%%

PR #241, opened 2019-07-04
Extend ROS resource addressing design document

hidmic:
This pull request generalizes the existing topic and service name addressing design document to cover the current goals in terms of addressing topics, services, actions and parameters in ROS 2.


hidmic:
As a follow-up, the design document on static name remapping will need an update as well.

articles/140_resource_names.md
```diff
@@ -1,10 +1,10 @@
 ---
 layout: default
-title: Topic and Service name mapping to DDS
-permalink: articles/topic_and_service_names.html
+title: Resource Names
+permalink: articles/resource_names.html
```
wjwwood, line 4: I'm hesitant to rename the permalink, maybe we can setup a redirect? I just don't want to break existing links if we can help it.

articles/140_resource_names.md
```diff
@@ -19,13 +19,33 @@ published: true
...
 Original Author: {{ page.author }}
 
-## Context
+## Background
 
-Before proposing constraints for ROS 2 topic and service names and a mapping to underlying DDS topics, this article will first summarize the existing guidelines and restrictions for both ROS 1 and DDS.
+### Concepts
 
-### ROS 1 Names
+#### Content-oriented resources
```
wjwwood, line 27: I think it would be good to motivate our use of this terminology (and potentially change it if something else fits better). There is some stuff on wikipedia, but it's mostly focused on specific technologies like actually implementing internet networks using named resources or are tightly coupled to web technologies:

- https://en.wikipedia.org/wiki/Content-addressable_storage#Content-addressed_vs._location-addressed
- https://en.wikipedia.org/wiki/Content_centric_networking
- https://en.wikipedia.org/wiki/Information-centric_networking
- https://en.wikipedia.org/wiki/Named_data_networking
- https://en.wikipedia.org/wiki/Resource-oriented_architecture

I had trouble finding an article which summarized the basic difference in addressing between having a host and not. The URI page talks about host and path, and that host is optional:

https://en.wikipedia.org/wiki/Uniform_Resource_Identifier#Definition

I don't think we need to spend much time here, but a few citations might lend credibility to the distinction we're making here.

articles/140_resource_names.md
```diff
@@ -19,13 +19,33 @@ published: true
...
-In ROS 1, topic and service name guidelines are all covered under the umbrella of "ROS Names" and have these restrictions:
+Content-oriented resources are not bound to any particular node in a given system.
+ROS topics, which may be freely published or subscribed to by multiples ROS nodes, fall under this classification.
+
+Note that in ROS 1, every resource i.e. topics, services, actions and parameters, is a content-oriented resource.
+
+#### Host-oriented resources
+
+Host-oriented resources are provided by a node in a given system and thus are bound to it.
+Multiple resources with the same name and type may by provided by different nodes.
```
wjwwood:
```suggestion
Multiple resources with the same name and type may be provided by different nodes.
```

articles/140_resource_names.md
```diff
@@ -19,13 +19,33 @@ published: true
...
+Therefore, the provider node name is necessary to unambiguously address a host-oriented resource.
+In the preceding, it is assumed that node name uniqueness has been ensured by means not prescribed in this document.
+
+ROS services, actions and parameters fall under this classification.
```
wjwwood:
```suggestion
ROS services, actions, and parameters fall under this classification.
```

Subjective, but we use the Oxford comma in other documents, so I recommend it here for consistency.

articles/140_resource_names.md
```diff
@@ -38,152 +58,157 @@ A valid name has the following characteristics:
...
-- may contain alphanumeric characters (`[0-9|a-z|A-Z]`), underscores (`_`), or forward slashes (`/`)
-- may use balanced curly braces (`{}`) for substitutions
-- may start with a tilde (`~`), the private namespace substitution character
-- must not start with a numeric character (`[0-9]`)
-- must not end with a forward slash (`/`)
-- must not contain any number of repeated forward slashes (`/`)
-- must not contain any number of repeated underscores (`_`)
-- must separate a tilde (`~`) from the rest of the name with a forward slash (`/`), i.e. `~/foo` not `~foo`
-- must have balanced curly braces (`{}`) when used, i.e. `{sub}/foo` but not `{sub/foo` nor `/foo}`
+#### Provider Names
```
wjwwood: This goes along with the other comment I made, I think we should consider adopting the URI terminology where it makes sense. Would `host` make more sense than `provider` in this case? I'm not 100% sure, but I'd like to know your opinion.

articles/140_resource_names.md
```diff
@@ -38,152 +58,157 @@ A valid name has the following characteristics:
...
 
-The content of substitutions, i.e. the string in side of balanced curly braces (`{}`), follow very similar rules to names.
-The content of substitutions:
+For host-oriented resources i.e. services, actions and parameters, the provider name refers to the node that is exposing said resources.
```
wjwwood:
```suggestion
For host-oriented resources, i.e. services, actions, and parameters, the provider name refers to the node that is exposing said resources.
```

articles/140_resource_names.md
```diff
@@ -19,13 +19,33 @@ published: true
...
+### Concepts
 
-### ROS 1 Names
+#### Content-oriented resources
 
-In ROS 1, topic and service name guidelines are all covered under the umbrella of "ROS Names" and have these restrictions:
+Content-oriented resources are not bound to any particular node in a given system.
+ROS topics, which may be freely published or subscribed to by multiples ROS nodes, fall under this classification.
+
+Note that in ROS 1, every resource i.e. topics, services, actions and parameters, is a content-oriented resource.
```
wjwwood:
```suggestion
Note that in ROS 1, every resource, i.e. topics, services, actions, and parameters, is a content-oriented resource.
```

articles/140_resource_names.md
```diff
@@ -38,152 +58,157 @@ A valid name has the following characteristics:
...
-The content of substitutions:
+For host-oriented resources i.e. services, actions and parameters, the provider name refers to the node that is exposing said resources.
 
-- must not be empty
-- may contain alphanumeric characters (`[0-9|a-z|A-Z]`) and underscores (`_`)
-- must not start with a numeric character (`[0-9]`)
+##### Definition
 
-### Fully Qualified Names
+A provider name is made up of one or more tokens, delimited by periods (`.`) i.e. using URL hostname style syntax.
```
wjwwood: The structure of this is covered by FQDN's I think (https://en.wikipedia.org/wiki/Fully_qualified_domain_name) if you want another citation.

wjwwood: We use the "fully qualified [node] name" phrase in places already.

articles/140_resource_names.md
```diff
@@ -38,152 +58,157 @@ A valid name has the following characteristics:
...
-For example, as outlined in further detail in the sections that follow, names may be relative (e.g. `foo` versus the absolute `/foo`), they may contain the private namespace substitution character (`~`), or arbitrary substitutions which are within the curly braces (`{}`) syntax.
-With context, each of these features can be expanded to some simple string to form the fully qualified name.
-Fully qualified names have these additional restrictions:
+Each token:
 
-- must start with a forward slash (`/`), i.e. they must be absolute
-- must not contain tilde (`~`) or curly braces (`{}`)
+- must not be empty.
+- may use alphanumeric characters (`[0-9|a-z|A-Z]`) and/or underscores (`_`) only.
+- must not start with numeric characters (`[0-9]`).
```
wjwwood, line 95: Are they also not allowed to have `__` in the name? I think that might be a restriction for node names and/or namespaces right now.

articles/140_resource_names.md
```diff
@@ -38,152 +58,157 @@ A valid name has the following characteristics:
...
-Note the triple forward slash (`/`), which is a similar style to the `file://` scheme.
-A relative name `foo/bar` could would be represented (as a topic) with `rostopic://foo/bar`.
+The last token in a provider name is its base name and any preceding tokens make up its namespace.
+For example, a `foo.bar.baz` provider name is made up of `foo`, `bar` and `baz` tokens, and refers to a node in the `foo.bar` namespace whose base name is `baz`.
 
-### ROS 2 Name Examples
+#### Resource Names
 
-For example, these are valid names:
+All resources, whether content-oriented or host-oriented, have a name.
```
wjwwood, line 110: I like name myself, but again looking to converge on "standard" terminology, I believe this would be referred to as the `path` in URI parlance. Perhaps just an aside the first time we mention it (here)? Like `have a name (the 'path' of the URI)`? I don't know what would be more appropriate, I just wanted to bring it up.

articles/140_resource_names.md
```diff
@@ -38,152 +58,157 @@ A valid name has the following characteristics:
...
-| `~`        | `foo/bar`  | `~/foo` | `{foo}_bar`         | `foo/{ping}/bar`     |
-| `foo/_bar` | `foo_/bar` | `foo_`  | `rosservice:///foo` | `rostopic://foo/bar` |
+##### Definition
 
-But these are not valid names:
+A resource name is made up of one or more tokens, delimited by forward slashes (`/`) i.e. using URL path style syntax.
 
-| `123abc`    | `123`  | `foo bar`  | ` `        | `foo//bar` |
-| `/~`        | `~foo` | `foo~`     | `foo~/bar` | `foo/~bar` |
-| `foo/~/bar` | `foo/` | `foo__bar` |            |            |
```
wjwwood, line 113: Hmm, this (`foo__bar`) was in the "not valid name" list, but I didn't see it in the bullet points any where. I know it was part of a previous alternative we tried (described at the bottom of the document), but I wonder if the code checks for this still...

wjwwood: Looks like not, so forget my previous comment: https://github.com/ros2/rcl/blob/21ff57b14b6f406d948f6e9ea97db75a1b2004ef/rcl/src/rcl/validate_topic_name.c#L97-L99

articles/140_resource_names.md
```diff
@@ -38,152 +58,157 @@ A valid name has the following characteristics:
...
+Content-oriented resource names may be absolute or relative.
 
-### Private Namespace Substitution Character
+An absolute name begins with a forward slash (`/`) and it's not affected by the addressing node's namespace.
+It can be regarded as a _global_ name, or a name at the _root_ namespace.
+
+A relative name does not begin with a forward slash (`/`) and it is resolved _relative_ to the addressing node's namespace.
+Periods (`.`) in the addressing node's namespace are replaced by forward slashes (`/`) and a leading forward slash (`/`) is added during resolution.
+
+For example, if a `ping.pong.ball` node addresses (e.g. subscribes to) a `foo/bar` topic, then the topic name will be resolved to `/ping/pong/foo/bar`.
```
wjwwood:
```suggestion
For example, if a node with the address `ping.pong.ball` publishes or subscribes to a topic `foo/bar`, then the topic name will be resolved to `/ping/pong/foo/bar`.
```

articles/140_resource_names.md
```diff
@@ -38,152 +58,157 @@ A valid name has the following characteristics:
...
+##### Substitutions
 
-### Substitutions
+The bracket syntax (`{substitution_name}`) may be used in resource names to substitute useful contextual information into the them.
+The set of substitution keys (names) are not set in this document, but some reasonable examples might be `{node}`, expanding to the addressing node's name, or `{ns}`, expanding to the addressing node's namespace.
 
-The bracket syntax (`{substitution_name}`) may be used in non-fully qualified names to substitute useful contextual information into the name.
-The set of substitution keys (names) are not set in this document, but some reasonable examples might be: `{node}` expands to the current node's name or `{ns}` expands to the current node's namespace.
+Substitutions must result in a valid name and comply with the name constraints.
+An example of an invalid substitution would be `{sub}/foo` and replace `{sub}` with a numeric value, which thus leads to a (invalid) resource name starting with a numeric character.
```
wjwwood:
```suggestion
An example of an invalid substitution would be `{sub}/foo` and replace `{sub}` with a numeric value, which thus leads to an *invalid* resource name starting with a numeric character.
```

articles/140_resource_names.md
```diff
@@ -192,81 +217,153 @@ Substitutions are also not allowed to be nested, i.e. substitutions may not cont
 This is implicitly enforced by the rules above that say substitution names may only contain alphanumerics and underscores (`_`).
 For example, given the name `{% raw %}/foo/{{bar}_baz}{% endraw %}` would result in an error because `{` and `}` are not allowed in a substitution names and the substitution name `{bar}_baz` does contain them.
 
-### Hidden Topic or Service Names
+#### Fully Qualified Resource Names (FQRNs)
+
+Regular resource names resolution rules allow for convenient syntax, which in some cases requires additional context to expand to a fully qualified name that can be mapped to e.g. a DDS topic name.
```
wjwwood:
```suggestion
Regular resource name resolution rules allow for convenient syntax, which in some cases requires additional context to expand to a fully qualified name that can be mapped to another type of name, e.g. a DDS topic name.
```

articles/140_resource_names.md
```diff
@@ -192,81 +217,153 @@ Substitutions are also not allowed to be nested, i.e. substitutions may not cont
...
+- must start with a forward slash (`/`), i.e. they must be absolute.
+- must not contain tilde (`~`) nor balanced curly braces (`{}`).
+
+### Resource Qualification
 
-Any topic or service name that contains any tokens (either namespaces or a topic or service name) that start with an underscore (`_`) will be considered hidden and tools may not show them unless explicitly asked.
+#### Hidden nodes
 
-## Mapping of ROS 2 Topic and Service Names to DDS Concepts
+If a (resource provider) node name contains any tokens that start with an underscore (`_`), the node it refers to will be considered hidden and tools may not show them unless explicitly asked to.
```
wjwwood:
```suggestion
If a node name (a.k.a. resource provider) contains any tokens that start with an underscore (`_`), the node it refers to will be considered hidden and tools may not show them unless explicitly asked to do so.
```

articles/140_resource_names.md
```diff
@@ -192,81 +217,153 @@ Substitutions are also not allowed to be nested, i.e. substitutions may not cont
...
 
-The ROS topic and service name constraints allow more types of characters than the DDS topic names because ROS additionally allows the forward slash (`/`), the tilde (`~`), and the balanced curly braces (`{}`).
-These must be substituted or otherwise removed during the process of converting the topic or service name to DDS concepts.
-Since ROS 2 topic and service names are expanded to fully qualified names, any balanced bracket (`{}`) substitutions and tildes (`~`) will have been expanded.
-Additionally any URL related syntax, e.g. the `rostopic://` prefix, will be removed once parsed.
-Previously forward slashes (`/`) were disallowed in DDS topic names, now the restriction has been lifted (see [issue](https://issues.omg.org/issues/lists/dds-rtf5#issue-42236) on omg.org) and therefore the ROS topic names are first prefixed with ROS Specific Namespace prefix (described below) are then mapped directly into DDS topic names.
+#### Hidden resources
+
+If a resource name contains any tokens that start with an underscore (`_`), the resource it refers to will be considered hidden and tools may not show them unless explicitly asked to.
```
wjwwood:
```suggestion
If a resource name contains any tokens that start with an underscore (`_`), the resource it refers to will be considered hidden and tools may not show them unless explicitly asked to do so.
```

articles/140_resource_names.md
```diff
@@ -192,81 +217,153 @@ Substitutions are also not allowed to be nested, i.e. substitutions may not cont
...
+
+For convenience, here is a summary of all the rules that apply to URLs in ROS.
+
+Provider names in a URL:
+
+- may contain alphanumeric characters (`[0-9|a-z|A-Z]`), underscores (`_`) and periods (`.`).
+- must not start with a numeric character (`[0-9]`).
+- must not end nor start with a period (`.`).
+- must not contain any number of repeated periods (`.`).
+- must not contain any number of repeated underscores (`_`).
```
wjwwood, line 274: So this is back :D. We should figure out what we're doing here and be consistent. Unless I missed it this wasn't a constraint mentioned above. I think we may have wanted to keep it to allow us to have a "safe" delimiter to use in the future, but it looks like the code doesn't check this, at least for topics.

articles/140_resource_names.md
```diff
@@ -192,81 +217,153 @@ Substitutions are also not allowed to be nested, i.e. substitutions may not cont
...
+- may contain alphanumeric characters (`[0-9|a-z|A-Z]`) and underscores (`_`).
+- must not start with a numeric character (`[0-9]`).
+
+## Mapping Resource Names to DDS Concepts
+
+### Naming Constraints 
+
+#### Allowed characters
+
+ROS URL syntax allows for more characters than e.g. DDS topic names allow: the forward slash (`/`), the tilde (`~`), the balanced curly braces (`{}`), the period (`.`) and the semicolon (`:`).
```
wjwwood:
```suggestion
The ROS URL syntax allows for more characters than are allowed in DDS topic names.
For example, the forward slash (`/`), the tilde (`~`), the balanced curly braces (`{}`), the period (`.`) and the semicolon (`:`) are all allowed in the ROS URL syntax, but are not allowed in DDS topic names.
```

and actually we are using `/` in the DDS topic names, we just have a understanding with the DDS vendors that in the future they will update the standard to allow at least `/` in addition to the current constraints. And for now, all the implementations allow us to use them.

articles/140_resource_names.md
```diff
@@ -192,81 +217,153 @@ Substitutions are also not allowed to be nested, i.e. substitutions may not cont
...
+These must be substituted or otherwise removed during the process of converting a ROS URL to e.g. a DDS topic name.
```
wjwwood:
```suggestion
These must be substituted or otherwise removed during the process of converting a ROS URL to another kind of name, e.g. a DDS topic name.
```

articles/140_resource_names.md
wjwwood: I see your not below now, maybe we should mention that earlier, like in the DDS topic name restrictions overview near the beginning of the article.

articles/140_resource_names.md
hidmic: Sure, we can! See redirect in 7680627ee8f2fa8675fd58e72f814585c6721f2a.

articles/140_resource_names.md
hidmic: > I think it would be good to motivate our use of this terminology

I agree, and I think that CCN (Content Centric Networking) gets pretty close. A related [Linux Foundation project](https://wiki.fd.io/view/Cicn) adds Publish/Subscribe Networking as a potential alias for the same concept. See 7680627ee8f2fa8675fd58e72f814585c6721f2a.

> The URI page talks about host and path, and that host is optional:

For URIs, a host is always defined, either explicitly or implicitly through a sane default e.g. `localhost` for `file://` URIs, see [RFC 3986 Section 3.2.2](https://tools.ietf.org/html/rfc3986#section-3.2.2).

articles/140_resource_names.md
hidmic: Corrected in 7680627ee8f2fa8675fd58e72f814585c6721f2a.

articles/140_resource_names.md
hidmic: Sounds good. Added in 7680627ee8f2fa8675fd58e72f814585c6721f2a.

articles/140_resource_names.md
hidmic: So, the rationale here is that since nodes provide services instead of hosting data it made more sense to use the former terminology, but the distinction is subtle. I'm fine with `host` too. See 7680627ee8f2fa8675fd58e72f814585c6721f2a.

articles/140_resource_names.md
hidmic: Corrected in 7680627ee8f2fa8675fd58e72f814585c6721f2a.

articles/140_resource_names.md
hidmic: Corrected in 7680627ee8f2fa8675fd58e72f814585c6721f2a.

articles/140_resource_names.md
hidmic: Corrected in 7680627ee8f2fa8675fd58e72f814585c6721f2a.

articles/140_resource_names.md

%%

[ACTIVITY]: Report how many lines of the listing hold the string "pong", giving only the number.

[THE ANSWER]: 2